Brasilia History, Brazil
The city of Brasilia, the majestic capital of Brazil, is a fine example of tasteful modern architecture. The city lies on the Planato Central, a plateau in the Central-Western region of the country. Although Brasilia is a very young city, it was declared a World Heritage Site. The city’s main advantages are its masterful urban planning and its beautiful architecture, which draw quite a large number of tourists every year. Not only architecture aficionados are coming to spend their holidays in Brasilia, regular tourists are also in for a good time. Brasilia is among the top most visited cities in Brasilia, although it is placed after popular destinations such as Sao Paulo, Rio, or the nearby Goiania. This Brasilia History Guide briefly describes the major events in the history of this intriguing city.
Brasilia History Guide - Foundation
Although Brasilia is referred to as a city, this expression is somewhat incorrect. Although most cities in Brazil are municipalities, Brasilia does not have this status. In fact, Brasilia is one of a kind. It did not exist until 1960, but it has been planned for nearly two centuries. In 1823, José Bonifácio de Andrade e Silva, one of Brazil’s national heroes, proposed to move the capital from Rio de Janeiro to a more sheltered region, less exposed to attacks. For a century, the city remained just a clever but improbable plan. In 1922, however, the first stone of Brasilia was laid in the Planato Central.
Brasilia History Guide - Construction
The president of Brazil, Juscelino Kubitschek, initiated an urbanization plan for Brasilia, called the Company of Urbanization of the New Capital, or NOVOCAP. The person in charge of the project was Oscar Niemeyer, a young and promising architect. Urbanist Lúcio Costawon the public contest with his groundbreaking design, the Plano Piloto. The president, whose motto was “fifty years in five”, did all he could to make the city one of the hallmarks of Brazil’s economic soar. He preferred to have highways built instead of railways, and invited some major American car producers to open branches in the new city. Kubitschek insisted that the city should be inaugurated during his term, so Brasilia was officially declared the capital of Brazil in 1960, before it was even completed. This Brasilia History Guide recommends that you visit the Juscelino Kubitschek Memorial, dedicated to the life and work of the city's founder.

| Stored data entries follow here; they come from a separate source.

PR #2948, opened 2021-06-07
Add error boundary

VWSCoronaDashboard1:
## Summary

This PR adds an error boundary. I used react-error-boundary for the basis of the component, added a default implementation for the whole dashboard to this and wrapped as many appropriate components in the wrapper.

The error boundary shows a generic message, an error report, and a button that allows the user to copy the error report to their clipboard.

The component looks like this when it encounters an error:
image

## Motivation

Feature request.

### Governance

- [ ] Documentation is added


packages/app/src/components/error-boundary/index.tsx
```diff
@@ -0,0 +1,124 @@
...
+  );
+}
+
+function ErrorFallback({ error }: { error: Error }) {
+  const { siteText } = useIntl();
+  const [clipboardState, setClipboardState] =
+    useState<'init' | 'copied' | 'error'>('init');
+  const errorReport = formatErrorMessage(error);
+
+  const copyErrorReport = () => {
```
VWSCoronaDashboard8, line 25:
```suggestion
  function copyErrorReport(){
```

packages/app/src/components/error-boundary/index.tsx
```diff
@@ -0,0 +1,124 @@
...
+  return `url: ${window.location.href}
+platform: ${navigator.platform}
+userAgent: ${navigator.userAgent}
+browser dimensions: ${window.innerWidth}x${window.innerHeight}
+screen resolution: ${window.screen.width * window.devicePixelRatio}x${
+    window.screen.height * window.devicePixelRatio
+  }
+error: ${error.message}
+stacktrace:
+${error.stack}`;
```
VWSCoronaDashboard8, line 80: This doesn't look nice. Maybe use https://www.npmjs.com/package/dedent I suspect we can use it in more places than this

packages/app/src/components/error-boundary/index.tsx
```diff
@@ -0,0 +1,124 @@
...
+}
+
+function copyErrorMessage(errorReport: string) {
+  try {
+    return navigator.clipboard.writeText(errorReport);
+  } catch (e) {
+    return Promise.reject(e);
+  }
```
VWSCoronaDashboard8, line 88: This looks odd. You're placing a try/catch around a promised function so I don't think it'll throw. And if writeText returns a promise what are you trying to achieve that is different from 

```
function copyErrorMessage(errorReport: string) {
   return navigator.clipboard.writeText(errorReport)
}
```

VWSCoronaDashboard8 (approved):

packages/app/src/components/error-boundary/index.tsx
VWSCoronaDashboard1: Yea, it's kinda my paranoia about the error boundary component throwing errors (which would be kinda dumb), in theory, the clipboard object could throw an error before it created its promise or whatever. lol.

VWSCoronaDashboard10 (changes requested):

packages/app/src/components/error-boundary/index.tsx
```diff
@@ -0,0 +1,124 @@
...
+      () => {
+        setClipboardState('error');
+      }
+    );
+  }
+
+  const mail = siteText.common.foutmelding_email_adres;
+
+  const subject = encodeURIComponent('Foutmelding op corona dashboard');
+  const body = 'test'; //;encodeURIComponent(errorReport);
```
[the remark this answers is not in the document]
VWSCoronaDashboard1: Oops.

packages/app/src/components/error-boundary/index.tsx
VWSCoronaDashboard1: That's printing it out as a JSON object, I don't think that's much of an improvement to be honest...

VWSCoronaDashboard1: Oh, and the stacktrace gets serialized with literal '\n' characters in it that way hehe

VWSCoronaDashboard8 (approved):

packages/app/src/components/age-demographic/age-demographic.tsx
```diff
@@ -1,5 +1,6 @@
 import { Box } from '~/components/base';
 import { Tooltip, useTooltip } from '~/components/tooltip';
+import { ErrorBoundary } from '../error-boundary';
```
VWSCoronaDashboard4, line 3:
```suggestion
import { ErrorBoundary } from '~/components/error-boundary';
```

packages/app/src/components/error-boundary/index.tsx
```diff
@@ -0,0 +1,114 @@
...
+    borderColor: 'red',
+    padding: 2,
+    borderRadius: '8px',
+  })
+);
+
+const Button = styled.button(
+  css({
+    bg: 'transparent',
+    border: '1px solid silver',
```
VWSCoronaDashboard4, line 96: Not a color from the theme? Same for the ErrorReport below

packages/app/src/components/error-boundary/index.tsx
```diff
@@ -0,0 +1,114 @@
...
+          {siteText.common.foutmelding_kon_niet_gekopieerd_worden}
+        </InlineText>
+      )}
+      <ErrorReport>{errorReport}</ErrorReport>
+    </ErrorBox>
+  );
+}
+
+function formatErrorMessage(error: Error) {
+  return `url: ${window.location.href}
```
VWSCoronaDashboard4, line 69: This could look a bit cleaner perhaps using an object/array that you `join` or `reduce` to a string.

packages/app/src/components/choropleth-tile.tsx
```diff
@@ -99,7 +100,9 @@ export function ChoroplethTile({
           flexDirection="column"
           height="100%"
         >
-          <Box height="100%">{children}</Box>
+          <Box height="100%">
+            <ErrorBoundary>{children}</ErrorBoundary>
```
VWSCoronaDashboard4, line 104: The choropleth tile is not the only component that includes choropleths. Eg topical, situations, behavior use a different mechanism. Let's add this wrapper there as well

VWSCoronaDashboard4 (changes requested):

packages/app/src/components/error-boundary/index.tsx
```diff
@@ -66,16 +66,19 @@ function ErrorFallback({ error }: { error: Error }) {
...
+  report.push(
+    `screen resolution: ${window.screen.width * window.devicePixelRatio}x${
+      window.screen.height * window.devicePixelRatio
+    }`
+  );
+  report.push(`error: ${error.message}`);
+  report.push(`stacktrace:`);
+  report.push(error.stack ?? 'No stack trace available');
+  return report.join('\n');
 }
```
VWSCoronaDashboard10: I think an object reads better..
```tsx
  const report = {
    'url': window.location.href,
    'platform': navigator.platform,
    'userAgent': navigator.userAgent,
    'browser dimensions': `${window.innerWidth}x${window.innerHeight}`,
    'screen resolution': `${window.screen.width * window.devicePixelRatio}x${
      window.screen.height * window.devicePixelRatio
    }`,
    'error': error.message,
    'stacktrace': error.stack ?? 'No stack trace available',
  }

  return Object.entries(report).map(([key, value]) => `${key}: ${value}`).join('\n')
}
```

or maybe, if you don't like that approach and want to stick to an array:
```tsx
  return [
    `url: ${window.location.href}`,
    `platform: ${navigator.platform}`,
    `userAgent: ${navigator.userAgent}`,
    `browser dimensions: ${window.innerWidth}x${window.innerHeight}`,
    `screen resolution: ${window.screen.width * window.devicePixelRatio}x${
      window.screen.height * window.devicePixelRatio
    }`,
    `error: ${error.message}`,
    `stacktrace:`,
    error.stack ?? 'No stack trace available',
  ].join('\n');
}
```

VWSCoronaDashboard10 (approved):

packages/app/src/components/error-boundary/index.tsx
VWSCoronaDashboard8: What was the problem with using something like dedent? I don't see how any of this is cleaner 🤷‍♂️ 

Also I don't see why userAgent is camel-cased and some others have spaces. If there are no spaces I guess declaring it as an object which is then formatted to a string could also be ok. But I still think a template string is nicer.

VWSCoronaDashboard1: As much as I absolutely LOVE discussing the perfect way of formatting a string, I'm gonna leave it as it is right now with the last tweak made to the naming and casing. If this prevents someone else from sleeping soundly at night, feel free to change it in a subsequent PR ;)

Brasilia History Guide - The City Today
Since its inauguration, Brasilia has known a surge of growth that was not foreseen by its planners. The city was designed as the headquarters for governmental institutions, but people from the surrounding satellite cities migrated to Brasilia in hope of finding better career opportunities. Workers from the surrounding areas, who helped build the cities, stayed on even after the construction was finished. These candangos, as they were called, had a major contribution to the expansion of the city. In 1987, UNESCO declared Brasilia a World Heritage Site. Although nowadays Brasilia is still being criticized for being too artificial, organized and devoid of the human element, the city is definitely worth visiting.